Threats to Internal Validity

Eight Threats to Internal Validity

# Threat Description
1 History External events affect results
2 Maturation Natural changes over time
3 Selection Bias Non-random group assignment
4 Attrition Dropout biases the sample
5 Regression to Mean Extremes moderate naturally
6 Hawthorne Effect Observation changes behavior
7 Placebo Effect Belief drives improvement
8 Spillover Treatment leaks to control group

History & Maturation

History: unrelated events during the study affect outcomes

  • A news event distracts students mid-experiment
  • Solution: use a control group

Maturation: participants change naturally over time

  • Children grow regardless of nutrition program
  • Solution: use a comparison group to remove trend

Selection Bias & Attrition

Selection bias: participants differ systematically from population

  • Volunteers are healthier than non-volunteers
  • Solution: randomization

Attrition: non-random dropout biases results

  • Patients not responding well leave the study
  • Solution: compare characteristics of stayers vs. leavers

Regression to Mean & Hawthorne

Regression to mean: extreme values moderate naturally

  • Very overweight participants lose some weight naturally
  • Solution: don’t select extremes

Hawthorne effect: behavior changes under observation

  • Workers are more productive when being watched
  • Solution: use a control group also under observation

Placebo & Spillover

Placebo effect: belief in treatment causes improvement

  • Control group improves from receiving inert treatment
  • Solution: include a placebo group (double-blind)

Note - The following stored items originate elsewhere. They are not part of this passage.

PR #761, opened 2020-07-14
Fixes #757. Fix gap on sides when blocks have block backgrounds turned on

### LINKED ISSUE #757: Align full has gaps on its sides in 5.5
In 5.4:
Screen Shot 2020-07-14 at 12 47 47 PM

In 5.5:
Screen Shot 2020-07-14 at 12 46 18 PM

blankart:
Fixes #757


src/block/icon/editor.scss
```diff
@@ -5,3 +5,8 @@
  */
 
 @import "common";
+
+// Fix inconsistent column-margin in WP5.5
+.ugb-icon__content-wrapper {
+	grid-gap: normal !important;
+}
```
bfintal, line 12: Do we still need this?

src/editor.scss
```diff
@@ -35,16 +35,20 @@ svg.ugb-stackable-icon-gradient {
...
+		h1,
+		h2,
+		h3,
+		h4,
+		h5,
+		h6,
+		p {
+			margin-top: 0;
+			margin-bottom: 0;
+		}
```
bfintal, line 51: I don't think this is the right fix also. I would suggest that you look at how the native blocks are doing it. When you make a native Cover block fullwidth, why doesn't it have any gaps on the sides?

Spillover: treatment leaks to control group

  • Treated students share knowledge with untreated peers
  • Solution: use geographically distant control groups

Hawthorne vs. Placebo

These are commonly confused:

  • Hawthorne: behavior changes from being observed
    • Participants know they are in a study
  • Placebo: improvement from believing in treatment
    • Participants are unaware they receive no active treatment

What Randomization Fixes

Randomization addresses some but not all threats:

  • Fixes: selection bias, maturation, regression to mean
  • Does not fix: attrition, spillover, measurement problems
  • Additional safeguards are always needed

Threats to External Validity

External Validity

Are your findings generalizable to the whole population?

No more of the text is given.